Hello all. My name is Luiz and I´m from Brazil. This is my first post at RFForum, so I´m a bit nervous about my poor English. I wonder if you all will even understand what I´m writing about. In advance I´m sorry for my spelling and grammar mistakes.
I´ve read this thread 2 times, and I´m using Eastman Kodak Double-X since 2010 and feels very happy with the results. I used to develop it with D96 but now I´m trying it with other chemicals, as I had some rolls scratched in my bulk loader (bad technique, I confess).
First of all I was using D23 plus water bath, with not-so-nice results. Now I got all chemistries and tryed it with Diafine formula provided at Anchell´s Darkroom Cookbook. We don´t have the original Diafine here in Brazil. These are the results I got from my test.
I think it´s not necessary to write about this developer as you all may know it, but for those who aren´t aware of Diafine, this is a good review:
http://www.blackandwhitefineart.net/2011/01/diafine/
Having a ISO about 250, this negative it´s not a all-around film but I´m looking for a cheaper substitute for Tri-X (US$ 15,00/36 exp roll in Brazil). As this film is thicker than most of negatives I thought it would be a nice candidate for Diafine, that requires the negative to be soaked in bath A to be developed by the alkali in bath B. So, let´s give it a try!
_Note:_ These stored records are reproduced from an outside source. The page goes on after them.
PR #1230, opened 2017-10-06
Added support to configure the agent against deployment pool

chshrikh:
if user provide the new flag --deploymentpool, user will be able to configure the agent against deployment pool

### DIFF
--- a/src/Agent.Listener/Configuration/ConfigurationManager.cs
+++ b/src/Agent.Listener/Configuration/ConfigurationManager.cs
@@ -174,9 +174,17 @@ namespace Microsoft.VisualStudio.Services.Agent.Listener.Configuration
             }
 
             // Create the configuration provider as per agent type.
-            string agentType = command.DeploymentGroup
-                ? Constants.Agent.AgentConfigurationProvider.DeploymentAgentConfiguration
-                : Constants.Agent.AgentConfigurationProvider.BuildReleasesAgentConfiguration;
+            string agentType = Constants.Agent.AgentConfigurationProvider.BuildReleasesAgentConfiguration;
+
+            if(command.DeploymentGroup)
+            {
+                agentType = Constants.Agent.AgentConfigurationProvider.DeploymentAgentConfiguration;
+            }
+            else if(command.DeploymentPool)
+            {
+                agentType = Constants.Agent.AgentConfigurationProvider.SharedDeploymentAgentConfiguration;
+            }
+
             var extensionManager = HostContext.GetService<IExtensionManager>();
             IConfigurationProvider agentProvider =
                 (extensionManager.GetExtensions<IConfigurationProvider>())
--- a/src/Agent.Listener/Configuration/ConfigurationManager.cs
+++ b/src/Agent.Listener/Configuration/ConfigurationManager.cs
@@ -174,8 +174,7 @@ namespace Microsoft.VisualStudio.Services.Agent.Listener.Configuration
             }
 
             // Create the configuration provider as per agent type.
-            string agentType = Constants.Agent.AgentConfigurationProvider.BuildReleasesAgentConfiguration;
-
+            string agentType;
             if (command.DeploymentGroup)
             {
                 agentType = Constants.Agent.AgentConfigurationProvider.DeploymentAgentConfiguration;
@@ -183,6 +182,10 @@ namespace Microsoft.VisualStudio.Services.Agent.Listener.Configuration
             else if (command.DeploymentPool)
             {
                 agentType = Constants.Agent.AgentConfigurationProvider.SharedDeploymentAgentConfiguration;
+            }
+            else
+            {
+                agentType = Constants.Agent.AgentConfigurationProvider.BuildReleasesAgentConfiguration;
             }
 
             var extensionManager = HostContext.GetService<IExtensionManager>();
--- a/src/Agent.Listener/Configuration/ConfigurationManager.cs
+++ b/src/Agent.Listener/Configuration/ConfigurationManager.cs
@@ -176,11 +176,11 @@ namespace Microsoft.VisualStudio.Services.Agent.Listener.Configuration
             // Create the configuration provider as per agent type.
             string agentType = Constants.Agent.AgentConfigurationProvider.BuildReleasesAgentConfiguration;
 
-            if(command.DeploymentGroup)
+            if (command.DeploymentGroup)
             {
                 agentType = Constants.Agent.AgentConfigurationProvider.DeploymentAgentConfiguration;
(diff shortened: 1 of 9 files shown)


src/Microsoft.VisualStudio.Services.Agent/AgentServer.cs
```diff
@@ -86,10 +86,10 @@ private void CheckConnection()
         // Configuration
         //-----------------------------------------------------------------
 
-        public Task<List<TaskAgentPool>> GetAgentPoolsAsync(string agentPoolName)
+        public Task<List<TaskAgentPool>> GetAgentPoolsAsync(string agentPoolName, TaskAgentPoolType poolType = TaskAgentPoolType.Automation)
         {
             CheckConnection();
-            return _taskAgentClient.GetAgentPoolsAsync(agentPoolName);
+            return _taskAgentClient.GetAgentPoolsAsync(agentPoolName, poolType: poolType);
```
TingluoHuang: why don't we just change the server to return both pool type?

chshrikh: currently we dont have any consumer which requires all type of pool. I would like to keep it tightly bound with type.

TingluoHuang:
Few questions.
1. The current deployment group stuff is trying to hide the agent pool concept from end user. doesn't like build/release, deployment group user configure the agent against an deployment group. right?
2. This change means when user configure agent (build/release/deploymentgroup), he can always just configure against the agent pool, right?
3. Are we going to kill the concept of configure the agent against a deployment group?
4. Will this introduce confusion, since there are 2 way to configure the agent for a deployment group?

chshrikh:
@TingluoHuang 
Deployment groups deals with two experience:
1.	A project user who creates DG (and backing DP automatically) which is used in RD. This experience is at Project level.
2.	A machine admin (like a MSIT/BGIT admin) who manages hardware at Collection/Application level and lets Project level user to create DG using the shared hardware.

So far we had support for #1. With Machine sharing feature we are lighting up support for #2. Both the experiences will co-exist

1.	The current deployment group stuff is trying to hide the agent pool concept from end user. doesn't like build/release, deployment group user configure the agent against an deployment group. right?

		>>	Yes. This is the scenario #1 I mentioned above.
		
2.	This change means when user configure agent (build/release/deploymentgroup), he can always just configure against the agent pool, right?

		>> This is a new support to enable scenario #2 (Machine sharing).
		
3.	Are we going to kill the concept of configure the agent against a deployment group?

		>> Scenario #1 will continue since we don’t have to expose pools to Project level users.
		
4.	Will this introduce confusion, since there are 2 way to configure the agent for a deployment group?

		>> No. 
		   Project level user will continue to work with DG at project level. The user is not required to learn Pool as a concept unless there is a machine sharing scenario involved. 
		   Admins at Collection level will be able to register at Pool and they operate at Pools, a concept that they are familiar with.

src/Agent.Listener/Configuration/ConfigurationManager.cs
```diff
@@ -174,9 +174,17 @@ public AgentSettings LoadSettings()
             }
 
             // Create the configuration provider as per agent type.
-            string agentType = command.DeploymentGroup
-                ? Constants.Agent.AgentConfigurationProvider.DeploymentAgentConfiguration
-                : Constants.Agent.AgentConfigurationProvider.BuildReleasesAgentConfiguration;
+            string agentType = Constants.Agent.AgentConfigurationProvider.BuildReleasesAgentConfiguration;
```
TingluoHuang: string agentType;
if()
{agentType = xxx}
elseif()
{agentType = xxx}
else
{agentType = xxx}

src/Agent.Listener/Configuration/ConfigurationProvider.cs
```diff
@@ -312,4 +312,31 @@ public void ThrowTaskAgentExistException(AgentSettings agentSettings)
...
     }
+
+    public class SharedDeploymentAgentConfigProvider : BuildReleasesAgentConfigProvider, IConfigurationProvider
+    {
+        public new string ConfigurationProviderType
+            => Constants.Agent.AgentConfigurationProvider.SharedDeploymentAgentConfiguration;
+
+        public override async Task GetPoolId(AgentSettings agentSettings, CommandSettings command)
+        {
+            int poolId = 0;
```
TingluoHuang: why we need this?

src/Agent.Listener/Configuration/ConfigurationProvider.cs
```diff
@@ -312,4 +312,31 @@ public void ThrowTaskAgentExistException(AgentSettings agentSettings)
...
+            {
+                throw new TaskAgentPoolNotFoundException(StringUtil.Loc("DeploymentPoolNotFound", poolName));
+            }
+            else
+            {
+                Trace.Info("Found deployment pool {0} with id {1}", poolName, agentPool.Id);
+                agentSettings.PoolId = agentPool.Id;
+            }
+
+            Trace.Info($"PoolId for deployment pool '{poolName}' is '{poolId}'.");
```
TingluoHuang: poolid is always 0...

src/Agent.Listener/Configuration/ConfigurationProvider.cs
```diff
@@ -54,7 +54,7 @@ public void GetServerUrl(AgentSettings agentSettings, CommandSettings command)
             agentSettings.ServerUrl = command.GetUrl();
         }
 
-        public async Task GetPoolId(AgentSettings agentSettings, CommandSettings command)
+        public virtual async Task GetPoolId(AgentSettings agentSettings, CommandSettings command)
```
TingluoHuang: this method looks weird.
can you just do GetPoolIdAsync() inline, like what you had in the overwrite one.

TingluoHuang: GetPoolIdAsync() is a private method only called by one method.

TingluoHuang:
@chshrikh I created an `.49` version of vss-api-core, you can use.

TingluoHuang:
@chshrikh please check the last comment i had, looks good overall.

src/Agent.Listener/Configuration/ConfigurationProvider.cs
chshrikh: I will have only one method GetPoolId(). will remove GetPoolIdAsync

src/Agent.Listener/Configuration/ConfigurationProvider.cs
chshrikh: resolved

PR #1233, opened 2017-10-09
Fix StandardErrorPath logging to stdout.log

MSylvia:
The StandardErrorPath was set to stdout.log it should be set to
something else like stderr.log.


TingluoHuang:
looks good, thanks.

PR #1241, opened 2017-10-11
consume latest vss-api-package

TingluoHuang:


TingluoHuang:
@chshrikh please test this out, i only fixed the compile error.

chshrikh:
done with testing, merging this

PR #1250, opened 2017-10-17
Revert "replace oauth endpoint url (#1133)"

TingluoHuang:
This reverts commit ecda503e419858021670f39c17b5fda99edbfc0e.

The initial commit is trying to fix a problem that only one customer had, however the change might introduced a regression to most TFS on-prem customer.
I would like to revert this change for TFS 2018 RTM, and add the right fix for that one customer in next agent release from Master branch.


TingluoHuang:
@ericsciple @bryanmacfarlane

ericsciple:
makes sense

PR #1256, opened 2017-10-20
Support acceptUntrustedCerts option in the endpoint Data

AlexRukhlin:


TingluoHuang:
@chrisrpatterson do we want this to be git only option or an agent config level option?

PR #1258, opened 2017-10-23
Removing unused code coverage enable command

nigurr:
* This was introduced in early stages [assuming that commands are not asynchronous], and currently is not used by Code coverage functionality.
* This is unused/non-functional code for removal


TingluoHuang:
isn't this a compat break?

nigurr:
@TingluoHuang it doesn't break any compat. This command is never used by any task, and the functionality is no longer required in agent command

TingluoHuang:
@nigurr what about adhoc script, have any user just write-host ##vso command to use this command?

nigurr:
@TingluoHuang this is not supposed to be command based and for the same reason, we moved out of agent command in TFS 2017. This is unused code and this is **undocumented command**.

TingluoHuang:
ok, i am good about this PR as long as you guys confident about the compat issue.

PR #1264, opened 2017-10-25
random backoff during GetMessage retry.

TingluoHuang:


src/Agent.Listener/MessageListener.cs
```diff
@@ -197,7 +197,9 @@ public override void Initialize(IHostContext hostContext)
                     }
                     else
                     {
-                        //retry after a delay
+                        //retry after a random backoff between 15 to 30 seconds to avoid service throttling
+                        //in case of there is a service error happened and all agents get kicked off of the long poll and all agent try to reconnect back at the same time.
+                        _getNextMessageRetryInterval = BackoffTimerHelper.GetRandomBackoff(TimeSpan.FromSeconds(15), TimeSpan.FromSeconds(30), _getNextMessageRetryInterval);
```
yaananth: Is it reasonable to use number of tries to decide on the max time (30 seconds as you picked)?
May be every retry adds may be 5 more seconds to the delay to the max?

PR #1268, opened 2017-10-27
retries...

TingluoHuang:


src/Agent.Worker/Build/BuildServer.cs
```diff
@@ -9,28 +9,63 @@
...
+        private VssConnection _connection;
+        private Build2.BuildHttpClient _buildHttpClient;
 
-        public BuildServer(VssConnection connection, Guid projectId)
+        public async Task ConnectAsync(VssConnection connection)
         {
-            ArgUtil.NotNull(connection, nameof(connection));
-            ArgUtil.NotEmpty(projectId, nameof(projectId));
+            _connection = connection;
+            int attemptCount = 5;
```
stephenmichaelf: attemptsRemaining?

src/Agent.Worker/Build/BuildServer.cs
```diff
@@ -9,28 +9,63 @@
...
+                {
+                    Trace.Info($"Catch exception during connect. {attemptCount} attempt left.");
+                    Trace.Error(ex);
+                }
+
+                await Task.Delay(100);
+            }
+
+            _buildHttpClient = _connection.GetClient<Build2.BuildHttpClient>();
+            _hasConnection = true;
```
stephenmichaelf: Can we hit this without having a connection? If _connection.HasAuthenticated stays false and we run out of attempts we would hit this line and not have an authenticated connection. We may need to check HasAuthenticated again and set _hasConnection based on that? Unless I am misunderstanding the use of _hasConnection :)

EDIT: It's somewhat subtle that ConnectAsync will throw on failure. Can we add a few comments? Or maybe change the response type to boolean? If we are trying to connect it doesn't seem exceptional for the connection to fail.

src/Agent.Worker/Build/FileContainerServer.cs
```diff
@@ -14,47 +14,84 @@
...
+                {
+                    Trace.Info($"Catch exception during connect. {attemptCount} attempt left.");
+                    Trace.Error(ex);
+                }
+
+                await Task.Delay(100);
+            }
+
+            _fileContainerHttpClient = _fileContainerClientConnection.GetClient<FileContainerHttpClient>();
+            _hasConnection = true;
```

The negative was developed for 4 minutes in every solution and the agitation scheme was 30s initially and 2 inversions every 30s for bath A and 2 inversions every minute in bath B. Don´t ask why I made it different, just seemed to be the right thing to do.
This is the test. I shoot with a Pentax ME Super and a 50 1.4 lens, metered in-camera. The scan is a Plustek Opticfilm 7400 with Vuescan, 2400 DPI, one pass.
A) MDF board (don´t know if you imagine what´s this, it´s a wood-like board used in furniture here in Brazil), metered as medium-gray (zone 5) and closed 2 stops (to zone 3), to see if the negative could retain all details. The intention was to verify the developer´s push capacity. All images are straight out the scan (less contrasted and darker than normal) but there is margin for post-processing on all of them, because there aren´t clipped shadows.
Conclusion: Nice detail retention till "1200" and usable till 1600. Very good for a 250 ISO negative.
B) Low contrast situation: I would like to see detail retention in bright places, grain size/shape, details in darker places and where I could get the most pleasant contrast curve/ISO. Images edited just to get more pleasant, simulating a real world film situation usage.
Conclusion: Low contrast scenes with bright tones predominance could be shooted till ISO 1600. Those situations might not need high ISOS (there is enough light) but we may use ISO 1600 and close the diafragm for depth of field control or high speeds for moving subjects. The best contrast curve was at ISO 800, and the grain was less dominant till 800 also. Again, 1600 might be used.